According to drilling data collected by the groups Consumer Watchdog and FracTracker Alliance, Newsom issued 190% more oil drilling permits in the first half of 2020 compared with the first half of 2019. He has issued over 7,000 new permits since taking office in 2019, according to data the groups collected, now published on the website NewsomWellWatch.com.

Pointing to that data, activists have denounced Newsom’s discrepancy between word and deed.

“He keeps tweeting ‘climate change is real’ but turns around and shows us he values profit over people’s health,” Nalleli Cobo, a college sophomore activist who grew up with oil drilling next door to her childhood home in South Los Angeles and is battling cancer, said in a press release. “Gov. Newsom – stop being a hypocrite and remember you work for us, the people.”

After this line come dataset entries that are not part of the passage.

PR #156, opened 2022-11-18
Decouple build and sign from ModuleReconciler

mresvanis:
This PR decouples the `build` and `sign` internal APIs from the `ModuleReconciler`, in order to be able to use them in other reconcilers as well, i.e. the `ManagedClusterModuleReconciler`.

### DIFF
--- a/controllers/module_reconciler.go
+++ b/controllers/module_reconciler.go
@@ -22,14 +22,12 @@ import (
 	"strings"
 
 	kmmv1beta1 "github.com/kubernetes-sigs/kernel-module-management/api/v1beta1"
-	"github.com/kubernetes-sigs/kernel-module-management/internal/auth"
 	"github.com/kubernetes-sigs/kernel-module-management/internal/build"
 	"github.com/kubernetes-sigs/kernel-module-management/internal/daemonset"
 	"github.com/kubernetes-sigs/kernel-module-management/internal/filter"
 	"github.com/kubernetes-sigs/kernel-module-management/internal/metrics"
 	"github.com/kubernetes-sigs/kernel-module-management/internal/module"
 	"github.com/kubernetes-sigs/kernel-module-management/internal/rbac"
-	"github.com/kubernetes-sigs/kernel-module-management/internal/registry"
 	"github.com/kubernetes-sigs/kernel-module-management/internal/sign"
 	"github.com/kubernetes-sigs/kernel-module-management/internal/statusupdater"
 	"github.com/kubernetes-sigs/kernel-module-management/internal/utils"
@@ -60,7 +58,6 @@ type ModuleReconciler struct {
 	daemonAPI        daemonset.DaemonSetCreator
 	kernelAPI        module.KernelMapper
 	metricsAPI       metrics.Metrics
-	registry         registry.Registry
 	filter           *filter.Filter
 	statusUpdaterAPI statusupdater.ModuleStatusUpdater
 }
@@ -74,7 +71,6 @@ func NewModuleReconciler(
 	kernelAPI module.KernelMapper,
 	metricsAPI metrics.Metrics,
 	filter *filter.Filter,
-	registry registry.Registry,
 	statusUpdaterAPI statusupdater.ModuleStatusUpdater) *ModuleReconciler {
 	return &ModuleReconciler{
 		Client:           client,
@@ -85,7 +81,6 @@ func NewModuleReconciler(
 		kernelAPI:        kernelAPI,
 		metricsAPI:       metricsAPI,
 		filter:           filter,
-		registry:         registry,
 		statusUpdaterAPI: statusUpdaterAPI,
 	}
 }
@@ -146,9 +141,9 @@ func (r *ModuleReconciler) Reconcile(ctx context.Context, req ctrl.Request) (ctr
 	}
 
 	for kernelVersion, m := range mappings {
-		requeue, err := r.handleBuild(ctx, mod, m, kernelVersion, m.ContainerImage)
+		requeue, err := r.handleBuild(ctx, mod, m, kernelVersion)
 		if err != nil {
-			return res, fmt.Errorf("failed to handle build for kernel version %s: %w", kernelVersion, err)
+			return res, fmt.Errorf("failed to handle build for kernel version %s: %v", kernelVersion, err)
 		}
 		if requeue {
 			logger.Info("Build requires a requeue; skipping handling driver container for now", "kernelVersion", kernelVersion, "image", m)
@@ -156,7 +151,7 @@ func (r *ModuleReconciler) Reconcile(ctx context.Context, req ctrl.Request) (ctr
 			continue
 		}
 
-		signrequeue, err := r.handleSigning(ctx, mod, m, kernelVersion, m.ContainerImage)
+		signrequeue, err := r.handleSigning(ctx, mod, m, kernelVersion)
 		if err != nil {
 			return res, fmt.Errorf("failed to handle signing for kernel version %s: %v", kernelVersion, err)
 		}
@@ -265,33 +260,20 @@ func (r *ModuleReconciler) getNodesListBySelector(ctx context.Context, mod *kmmv
 func (r *ModuleReconciler) handleBuild(ctx context.Context,
 	mod *kmmv1beta1.Module,
 	km *kmmv1beta1.KernelMapping,
-	kernelVersion string,
-	containerImage string) (bool, error) {
+	kernelVersion string) (bool, error) {
 
-	//if theres no build specified skip this section
-	if !r.willBuild(mod, km) {
-		return false, nil
-	}
-	//if build is specified AND sign is specified then we want to build an intermediate image
-	// and let sign produce the one specified in containerImage
-	if r.willSign(mod, km) {
-		containerImage = r.appendToTag(containerImage, mod.Namespace+"_"+mod.Name+"_kmm_unsigned")
-	}
-
-	// build is specified and containerImage is either the final image, or the intermediate image tag depending on if sign is defined
-	// either way if containerImage exists we can skip building it
-	exists, err := r.checkImageExists(ctx, mod, km, containerImage)
+	shouldSync, err := r.buildAPI.ShouldSync(ctx, *mod, *km)
 	if err != nil {
-		return false, fmt.Errorf("failed to check existence of image %s for kernel %s: %w", containerImage, kernelVersion, err)
+		return false, fmt.Errorf("could not check if build synchronization is needed: %w", err)
 	}
-	if exists {
+	if !shouldSync {
 		return false, nil
 	}
 
-	logger := log.FromContext(ctx).WithValues("kernel version", kernelVersion, "image", containerImage)
+	logger := log.FromContext(ctx).WithValues("kernel version", kernelVersion, "image", km.ContainerImage)
 	buildCtx := log.IntoContext(ctx, logger)
 
-	buildRes, err := r.buildAPI.Sync(buildCtx, *mod, *km, kernelVersion, containerImage, true)
+	buildRes, err := r.buildAPI.Sync(buildCtx, *mod, *km, kernelVersion, true, mod)
 	if err != nil {
 		return false, fmt.Errorf("could not synchronize the build: %w", err)
 	}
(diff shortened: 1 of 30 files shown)


internal/build/job/manager.go
```diff
@@ -101,3 +128,13 @@ func (jbm *jobManager) Sync(ctx context.Context, mod kmmv1beta1.Module, m kmmv1b
 		return build.Result{}, fmt.Errorf("unknown status: %v", job.Status)
 	}
 }
+
+func (jbm *jobManager) checkIfImageExists(ctx context.Context, mod *kmmv1beta1.Module, km *kmmv1beta1.KernelMapping, imageName string) (bool, error) {
```
qbarrand, line 132: This is a duplicate of the method of the same name in `controllers/module_reconciler.go`. I don't know where would be a good location, though.

mresvanis: Yes, valid point. I'm currently thinking about where this could be hosted, that's why it's still in both places. I'll come back to this one.

controllers/module_reconciler.go
```diff
@@ -305,40 +285,14 @@ func (r *ModuleReconciler) handleBuild(ctx context.Context,
...
-
 func (r *ModuleReconciler) handleSigning(ctx context.Context,
 	mod *kmmv1beta1.Module,
 	km *kmmv1beta1.KernelMapping,
 	kernelVersion string,
 	containerImage string) (bool, error) {
 
 	// if sign is not specified skip
-	if !r.willSign(mod, km) {
+	if !module.ShouldBeSigned(mod, km) {
```
yevgeny-shnaidman, line 295: Why checkImageExists removed from handleBuild and left in handleSigning?

internal/build/job/manager.go
```diff
@@ -52,6 +58,27 @@ func (jbm *jobManager) Sync(ctx context.Context, mod kmmv1beta1.Module, m kmmv1b
 
 	logger.Info("Building in-cluster")
 
+	// if theres no build specified skip
+	if !module.ShouldBeBuilt(&mod, &m) {
```
yevgeny-shnaidman, line 62: I would prefer if ShouldBeBuild, ShouldBeSigned and checkImageExists will not be in the Sync function.  There are other flows ( like preflight), that has done image verification in a different way, and just want to execute the Build flow, without running the checks again. WDYT about moving those verification to a separate API? Then this API can be called prior to calling Sync in a regular flow, and not called in the flow that does not need it. Or add and API that call those checks and then calls the Sync API

internal/registry/registry.go
```diff
@@ -70,6 +70,16 @@ func NewRegistry() Registry {
 	return &registry{}
 }
 
+// AppendToTag adds the specified tag to the image name cleanly, i.e. by avoiding messing up
+// the name or getting "name:-tag"
+func AppendToTag(name string, tag string) string {
```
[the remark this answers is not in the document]
mresvanis: I don't have a strong opinion on this, so in order to leave the `registry` package as is (it's already big enough, but focused as you said on the image registry functionality), I've moved this helper function to the `module` package helpers :+1:

controllers/module_reconciler.go
mresvanis: There are 2 reasons why this is for the time being not refactored yet:

- I wanted to confirm the refactoring effort with the `handleBuild` business logic first and then move to the `handleSignging` refactoring
- there is an open [question](https://github.com/kubernetes-sigs/kernel-module-management/pull/156#discussion_r1026542716) about where to host the `checkIfImageExists` method/function

So I will soon come back to this one. Does this make sense?

yevgeny-shnaidman: Sure! Are you going to do it in a different PR, or later in this one?

mresvanis: I'm targeting this PR. As soon as we have covered the rest of the review comments, I'll go for it.

internal/build/job/manager.go
mresvanis: I moved this method under the `module` package, [here](https://github.com/kubernetes-sigs/kernel-module-management/pull/156/files#diff-4c273cc04ac4611a608fe8e4037b9834c162daba892070611f56ffc83e47fc4dR49). What do you think?

internal/build/job/manager.go
yevgeny-shnaidman: great, thank you!

controllers/module_reconciler.go
```diff
@@ -264,33 +259,20 @@ func (r *ModuleReconciler) getNodesListBySelector(ctx context.Context, mod *kmmv
...
-		return false, fmt.Errorf("failed to check existence of image %s for kernel %s: %w", containerImage, kernelVersion, err)
+		return false, fmt.Errorf("could not check if build synchronization is needed: %w", err)
 	}
-	if exists {
+	if !shouldSync {
 		return false, nil
 	}
 
-	logger := log.FromContext(ctx).WithValues("kernel version", kernelVersion, "image", containerImage)
+	logger := log.FromContext(ctx).WithValues("kernel version", kernelVersion, "image", km.ContainerImage)
```
qbarrand, line 272: Not sure how that would play out if the `containerImage` is defined at the top-level, i.e. if `km.ContainerImage` is empty. Probably outside of the scope of this PR because I don't think it introduces a bug, but the code could use some consolidation there.

mresvanis: This is a valid point and I think that we have ourselves a bug here, although we have to test and verify it. The bug being: the `ModuleLoaderContainer.Spec.ContainerImage` field is never used, we only use the `ModuleLoaderContainerSpec.KernelMappings[].ContainerImage` field instead. 

I suggest we open an issue for this bug, verify it and resolve it in a separate PR. WDYT?

internal/build/job/maker.go
```diff
@@ -18,13 +14,37 @@ import (
...
+
+	TargetKernel string
+
+	ContainerImage string
+
+	ShouldPushImage bool
+
+	RegistryTLS *kmmv1beta1.TLSOptions
+
+	Owner metav1.Object
```
qbarrand, line 43: Could we remove the empty lines? Would make everything nice and aligned 🙂

mresvanis: This change has been reverted, so only for the sake of argument, the empty lines are pretty useful IMHO. At first they might seem a bit out of order, but they help a lot regarding version control and the future diffs, for example when one of those lines is removed or another one is added. 

For this specific change, I should have also added the doc strings for every one of those exported fields. This way everything would be clearer, more maintainable and easier to diff in the future.

internal/sign/job/manager.go
```diff
@@ -5,40 +5,82 @@ import (
...
-func (jbm *signJobManager) Sync(ctx context.Context, mod kmmv1beta1.Module, m kmmv1beta1.KernelMapping, targetKernel string, imageToSign string, targetImage string, pushImage bool) (utils.Result, error) {
+func (jbm *signJobManager) Sync(
+	ctx context.Context,
+	modSpec kmmv1beta1.ModuleSpec,
+	owner metav1.Object,
+	m kmmv1beta1.KernelMapping,
+	targetKernel string,
+	imageToSign string,
+	targetImage string,
+	pushImage bool) (utils.Result, error) {
```
qbarrand, line 69: How about adding variadic options to that function as well? Ultimately we will also have the TLS options here.

qbarrand (commented):
Final (and rather minor) comments. Thank you!

internal/build/job/maker.go
```diff
@@ -48,8 +84,89 @@ func NewMaker(client client.Client, helper build.Helper, jobHelper utils.JobHelp
...
+func (m *maker) MakeJobTemplate(
+	ctx context.Context,
+	modSpec kmmv1beta1.ModuleSpec,
+	buildConfig *kmmv1beta1.Build,
+	targetKernel string,
+	containerImage string,
+	owner metav1.Object,
+	opts ...JobTemplateOption) (*batchv1.Job, error) {
+
+	var options jobTemplateOptions
```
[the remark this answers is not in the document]
mresvanis: Totally agree, it's clearer :+1:

internal/build/job/manager.go
```diff
@@ -47,19 +58,66 @@ func (jbm *jobManager) GarbageCollect(ctx context.Context, mod kmmv1beta1.Module
...
+	// if build AND sign are specified, then we will build an intermediate image
+	// and let sign produce the one specified in targetImage
+	if module.ShouldBeSigned(modSpec, m) {
+		targetImage = module.IntermediateImageName(owner.GetName(), owner.GetNamespace(), targetImage)
+	}
 
-	jobTemplate, err := jbm.maker.MakeJobTemplate(ctx, mod, buildConfig, targetKernel, targetImage, pushImage, m.RegistryTLS)
+	jobTemplate, err := jbm.maker.MakeJobTemplate(ctx, modSpec, buildConfig, targetKernel, targetImage, owner,
+		PushImage(pushImage),
+		RegistryTLS(m.RegistryTLS),
```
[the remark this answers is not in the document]
mresvanis: Got your point, let me try it out and come back to you.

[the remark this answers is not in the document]
mresvanis: WDYT about [this](https://github.com/kubernetes-sigs/kernel-module-management/pull/156/files#diff-0e82e65de93c2cf1120b942e748d056de42d3fcaf08317e832dfbe74069bd06dR125-R133)?

internal/build/job/maker.go
```diff
@@ -18,13 +14,62 @@ import (
...
+// empty no image is pushed.
+func ContainerImage(containerImage string) JobTemplateOption {
+	return func(opts *jobTemplateOptions) {
+		opts.containerImage = containerImage
+	}
+}
+
+// RegistryTLS configures the TLSOptions to be used when
+// interacting with the registry.
+func RegistryTLS(registryTLS *kmmv1beta1.TLSOptions) JobTemplateOption {
```
yevgeny-shnaidman, line 49: is this functions used somewhere beside job package? If not, then it should be private

internal/build/job/maker.go
```diff
@@ -18,13 +14,62 @@ import (
...
+	return func(opts *jobTemplateOptions) {
+		opts.registryTLS = registryTLS
+	}
+}
+
+// Owner configures the controller reference owner to be set on the build
+// Job created. When no owner is specified, the kmmv1betav1.Module is by
+// default the owner of the build Job.
+func Owner(owner metav1.Object) JobTemplateOption {
```
yevgeny-shnaidman, line 58: The same comment: if not used outside of the package, it should be private

internal/build/job/manager.go
```diff
@@ -47,19 +57,85 @@ func (jbm *jobManager) GarbageCollect(ctx context.Context, mod kmmv1beta1.Module
...
+	if options.Owner == nil {
+		options.Owner = &mod
+	}
+
 	logger := log.FromContext(ctx)
 
 	logger.Info("Building in-cluster")
 
-	buildConfig := jbm.helper.GetRelevantBuild(mod, m)
+	buildConfig := jbm.helper.GetRelevantBuild(mod.Spec, m)
```
yevgeny-shnaidman, line 117: WDYT about moving all the decision for buildConfig and job Option into the MakeJobTemplate function of the maker?  Since that function create and Job and makes all the decision regarding how it should be set, maybe it needs to take those decisions also. this way the Sync code will be more clear and readable and will deal only with managing the job

internal/build/manager.go
```diff
@@ -19,9 +21,41 @@ type Result struct {
 	Status  Status
 }
 
+// SyncOptions configures optional arguments of the Sync call.
+type SyncOptions struct {
+	// ContainerImage configures the image to be pushed. When left
+	// empty no image is pushed.
+	ContainerImage string
```
yevgeny-shnaidman, line 28: WDYT regarding changing this field to boolean, and renaming it to something like pushImage? we have container imahge in the kmm mapping and in mod.Spec, and it might be confusing

internal/build/manager.go
```diff
@@ -19,9 +21,41 @@ type Result struct {
...
+
+	// Owner configures the controller reference owner to be set on the build
+	// Job created. When no owner is specified, the kmmv1betav1.Module is by
+	// default the owner of the build Job.
+	Owner metav1.Object
```
yevgeny-shnaidman, line 33: Great idea! I already see how it will help me with some issues in the preflight

internal/sign/job/manager.go
```diff
@@ -5,40 +5,102 @@ import (
...
+		options.Owner = &mod
+	}
+
 	logger := log.FromContext(ctx)
 
 	logger.Info("Signing in-cluster")
 
-	signConfig := jbm.helper.GetRelevantSign(mod, m)
-	jobLabels := jbm.jobHelper.JobLabels(mod, targetKernel, "sign")
+	signConfig := jbm.helper.GetRelevantSign(mod.Spec, m)
```
yevgeny-shnaidman, line 87: The same comment as in Build: WDYT regarding moving all the jobOptions into the MakeJobTemplate?

internal/sign/manager.go
```diff
@@ -3,10 +3,70 @@ package sign
...
+
 	kmmv1beta1 "github.com/kubernetes-sigs/kernel-module-management/api/v1beta1"
 	"github.com/kubernetes-sigs/kernel-module-management/internal/utils"
 )
 
+// SyncOptions configures optional arguments of the Sync call.
+type SyncOptions struct {
+	// TargetImage configures the signed image to be pushed. When left
+	// empty no image is pushed, the signed files are just listed.
+	TargetImage string
```
yevgeny-shnaidman, line 16: The same comment as for the build: WDYT about rename it and making it boolean?

internal/build/job/maker.go
```diff
@@ -18,13 +14,62 @@ import (
...
+	owner metav1.Object
+}
+
+// JobTemplateOption configures MakeJobTemplate.
+type JobTemplateOption func(*jobTemplateOptions)
+
+// ContainerImage configures the image to be pushed. When left
+// empty no image is pushed.
+func ContainerImage(containerImage string) JobTemplateOption {
+	return func(opts *jobTemplateOptions) {
```
ybettan, line 42: Why are we returning a function instead of the object? Why are we delaying the execution of `opts.containerImage = containerImage` to when the function will be executed rather than just now?

internal/build/manager.go
qbarrand: A boolean is what we had before (`pushImage`). Since image pushing is optional, I think it makes more sense to make the target image name an optional option.

internal/sign/manager.go
qbarrand: See https://github.com/kubernetes-sigs/kernel-module-management/pull/156#discussion_r1037104809

yevgeny-shnaidman: ok

internal/build/manager.go
yevgeny-shnaidman: ok

internal/build/job/manager.go
```diff
@@ -47,19 +54,75 @@ func (jbm *jobManager) GarbageCollect(ctx context.Context, mod kmmv1beta1.Module
 	return deleteNames, nil
 }
 
-func (jbm *jobManager) Sync(ctx context.Context, mod kmmv1beta1.Module, m kmmv1beta1.KernelMapping, targetKernel string, targetImage string, pushImage bool) (build.Result, error) {
+func (jbm *jobManager) ShouldSync(
+	ctx context.Context,
+	mod kmmv1beta1.Module,
+	m kmmv1beta1.KernelMapping,
+	opts ...build.SyncOption) (bool, error) {
```
yevgeny-shnaidman, line 61: why not just pass a namespace parameter to this function? We are construction all those options, but all we care about is just a namespace. The code that is calling this function should now which namespace to use ( it is probably the namespace of the Module)

internal/build/manager.go
```diff
@@ -19,9 +21,47 @@ type Result struct {
 	Status  Status
 }
 
+// SyncOptions configures optional arguments of the Sync call.
+type SyncOptions struct {
```
yevgeny-shnaidman, line 25: Do we expect the SyncOption fields to be expanded in the future?

internal/preflight/preflight.go
```diff
@@ -137,7 +137,7 @@ func (p *preflightHelper) verifyBuild(ctx context.Context,
 	mapping *kmmv1beta1.KernelMapping,
 	mod *kmmv1beta1.Module) (bool, string) {
 	// at this stage we know that eiher mapping Build or Container build are defined
-	buildRes, err := p.buildAPI.Sync(ctx, *mod, *mapping, pv.Spec.KernelVersion, mapping.ContainerImage, pv.Spec.PushBuiltImage)
+	buildRes, err := p.buildAPI.Sync(ctx, *mod, *mapping, pv.Spec.KernelVersion, pv.Spec.PushBuiltImage, mod)
```
yevgeny-shnaidman, line 140: the last parameter should be pv instead of mod

mresvanis: Nice catch! Fixed.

Kassie Siegel, director of the Center for Biological Diversity’s Climate Law Institute, called the fracking permits granted by Newsom “an absurd act of climate whiplash.”

“First he passes the buck to the legislature, then he gives out new permits like gifts to Big Oil,” Siegel said. “By continuing to fast-track more fracking and drilling, Newsom is fanning the flames of the climate emergency.”